Sur les accusations américaines selon lesquelles la Russie utilise des armes chimiques : « Il n'y a aucune preuve, il n'y a pas non plus d'argumentation ; certaines spéculations ne résistent même pas à un test élémentaire... Lorsque des incidents chimiques se sont produits en Syrie, des conclusions ont été tirées instantanément et sur la base des informations des fameux « Casques blancs ». L'organisation travaillait si « bien » qu'elle publiait parfois ses rapports avant même les incidents ».

Sur l'OTAN :
« La question se pose : qui retient qui ? Washington et Bruxelles retiennent-ils la Russie, ou ont-ils pour mission de freiner le développement de l'Allemagne, de la France, de l'Italie et d'autres États européens ? Dans l'ensemble, l'OTAN peut difficilement être qualifiée de bloc militaro-politique. Rappelez-vous comment, à l'époque du féodalisme, les vassaux étaient obligés de se présenter au maître avec leurs armées à sa moindre demande ? Seulement aujourd'hui, ils doivent encore acheter des armes au mécène, quelle que soit leur situation financière ; sinon, des questions sur leur loyauté se poseront ».
Sur l'Europe : « S'engager avec l'Europe est important. Mais être ensemble avec l'Europe à tout prix n'est pas une solution pour la géopolitique russe. Néanmoins, nous gardons les portes ouvertes, car nous comprenons parfaitement qu'il y a une situation momentanée qui guide les politiciens occidentaux, et en même temps, il y a des liens historiques qui se développent entre les Russes et les Européens depuis des siècles ».

Sur la multipolarité : « Il y a un certain nombre de problèmes dans le monde d'aujourd'hui qui, en principe, ne peuvent pas être résolus sans une coopération normale entre les principaux acteurs du monde - la Russie, les États-Unis, l'UE, la Chine et l'Inde ».

« L'option nucléaire » SWIFT

Les réflexions de Patrushev sont particulièrement pertinentes alors que le partenariat stratégique entre la Russie et la Chine se solidifie de minute en minute ; le ministre des Affaires étrangères Lavrov, au Pakistan, a appelé littéralement tout le monde, « y compris l'Union européenne », à rejoindre la vision russe d'une Grande Eurasie ; et tout le monde attend un face-à-face dans le Donbass.

La finesse diplomatique de Patrushev ne peut toujours pas effacer le sentiment de malaise qui règne dans les chancelleries de toute l'Eurasie quant à l'éventualité d'un nouvel embrasement dans le Donbass - avec des conséquences extrêmement inquiétantes.

Des scénarios dangereux sont ouvertement discutés dans les couloirs de Bruxelles, notamment celui où le combo États-Unis/OTAN s'attend à une partition de facto après une courte guerre chaude, la Nouvelle-Russie absorbant même Odessa.

Si cela est établi comme un fait sur le terrain, une nouvelle série de sanctions américaines sévères suivra.
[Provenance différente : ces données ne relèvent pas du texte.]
PR #2441, opened 2023-03-17
fix: Profile - Attribute position change not taken into account - EXO-63150

GouadriaHanen:
prior to this change, the added profiles properties from the XML file have the wrong order which lead to having duplication of order for some newly added properties
after this change, the properties in the XML file are fixed and distinct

Le Rideau de Fer 2.0 serait en vigueur, la pression pour l'annulation de Nord Stream 2 atteindrait son paroxysme, et l'expulsion de la Russie du système SWIFT serait même envisagée.

Dmitri Medvedev, actuellement vice-président du Conseil de Sécurité russe, a un jour appelé cette dernière « l'option nucléaire ». Patrushev a été suffisamment diplomate pour ne pas aborder ses conséquences volcaniques.